Comments (15)Add Comment
Incompetence of the Media
written by union member, April 07, 2011 5:58
Incompetent NPR warned this morning of the urgency for austerity or we face becoming like Portugal.
NPR on the U.S. and Portugal
written by Dean, April 07, 2011 6:33
Thanks Union Member,

I missed that one, I must have been out walking the dogs. I am going to pretend that I didn't see your note (arghhhhhhh!).
written by izzatzo, April 07, 2011 7:36
Austerity benefits are a no-brainer. Any economist knows for example that cars get better gas mileage by slowing down which increases the distance range between fuel refills.

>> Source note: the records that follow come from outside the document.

PR #24846, opened 2023-05-22
NEW -  Add terms of sale on documents

BB2A-Anthony:
# NEW|New [*Add terms of sale on documents*]
[*Long description*]


eldy:
Can you provide screenshots to show what the pr brings....

BB2A-Anthony:
> 
@eldy 
not screenshots after the doc PDF

attached

[test_PR2302-00001.pdf](https://github.com/Dolibarr/dolibarr/files/11572803/test_PR2302-00001.pdf)

eldy:
I see.
However i think the setup page to upload the pdf term condition, should be on the menu 
Setup - pdf - other and not into menu - company. We must avoid to have the setup of 1 feature splitted into 2 different pages.
Can you fix this ?

Also there is currently a bug into the tcpdi library that remove html link (they are no more clicable). Don't know how to fix it, not so important but i think a better solution to include terms condition would be to provide a very large textarea html link so user can paste its terms in the zone as full text or html content.
So it will be ediable with the rich text editor and can be added into pdf without loosing links. This feature will probably replace the one you suggest as soon as i receive it....

BB2A-Anthony:
> I see.
However i think the setup page to upload the pdf term condition, should be on the menu 
Setup - pdf - other and not into menu - company. We must avoid to have the setup of 1 feature splitted into 2 different pages.
Can you fix this ?

> Also there is currently a bug into the tcpdi library that remove html link (they are no more clicable). Don't know how to fix it, not so important but i think a better solution to include terms condition would be to provide a very large textarea html link so user can paste its terms in the zone as full text or htm content.
So it will be ediable with the rich text editor and can be added into pdf without loosing links. This feature will probably replace the one you suggest as soon as i receive it.... 

I understand what you mean, I added it here in order to be able to use them in other places than in pdf files, as a link that can be sent or a link on the electronic signature page, etc.

where do you see the text box for the general conditions?

sonikf:
Hi @BB2A-Anthony 
Excellent contribution!
If you don't mind could you please rename termstosale and TERMSTOSALE to termsofsale and TERMSOFSALE

BB2A-Anthony:
> Hi @BB2A-Anthony Excellent contribution! If you don't mind could you please rename termstosale and TERMSTOSALE to termsofsale and TERMSOFSALE

@sonikf It's done

eldy:
> > I see.
> However i think the setup page to upload the pdf term condition, should be on the menu 
> Setup - pdf - other and not into menu - company. We must avoid to have the setup of 1 feature splitted into 2 different pages.
> Can you fix this ?
> 
> > Also there is currently a bug into the tcpdi library that remove html link (they are no more clicable). Don't know how to fix it, not so important but i think a better solution to include terms condition would be to provide a very large textarea html link so user can paste its terms in the zone as full text or htm content.
> So it will be ediable with the rich text editor and can be added into pdf without loosing links. This feature will probably replace the one you suggest as soon as i receive it.... 
> 
> I understand what you mean, I added it here in order to be able to use them in other places than in pdf files, as a link that can be sent or a link on the electronic signature page, etc.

The obvious path to economic recovery is to reduce speed limits to 5 miles per hour which increases supply side efficiency so much that all destinations are reached with no refills at all.
written by Mark, April 07, 2011 8:43
I am afraid that I don't listen to NPR any longer. I am just exhausted from listening to incomplete, misleading reports about things that I know about.

My spouse points out that NPR is better than other mainstream media. I think that's true, but where most sentient folks realize that most radio news is a joke, NPR is still perceived as complete and accurate. That's what drives me crazy.
written by Breukelen, April 07, 2011 8:53
"While the Greek experience should be a warning against going down the austerity path in the United States, due to the incompetence of the U.S. media it will be taken as a further warning of the need to act on the budget deficit quickly."


What the media reflect is their concentrated ownership in a society with concentrated wealth, whose wealthy are committed to pushing Free Market fundamentalism, an economic ideology that's helped increase concentration, i.e., a massive upward redistribution of wealth and power.

The threat of plutocracy, not incompetence, is what needs to be highlighted and challenged.
NPR's Value
written by Colin, April 07, 2011 1:00
Union member's comment highlights something important. As many (by many I mean right-wingers) believe NPR is a leftist news-source, a warning from NPR urging austerity shows that they obviously report news and opinion from both sides of the spectrum. Beware the news source that only expresses one side of an argument. I would rather a news source provide two points of view with which a listener can compare and contrast than that news source present one opinion/view as undisputed fact. If only we had an educated populace that enjoyed critically listening to debate...
The Media
written by Jeff Z, April 07, 2011 1:18
And that's the conundrum. The Media as a private market driven entity must provide their audience what they want to hear, or they can't please advertisers and soak them for ad revenue.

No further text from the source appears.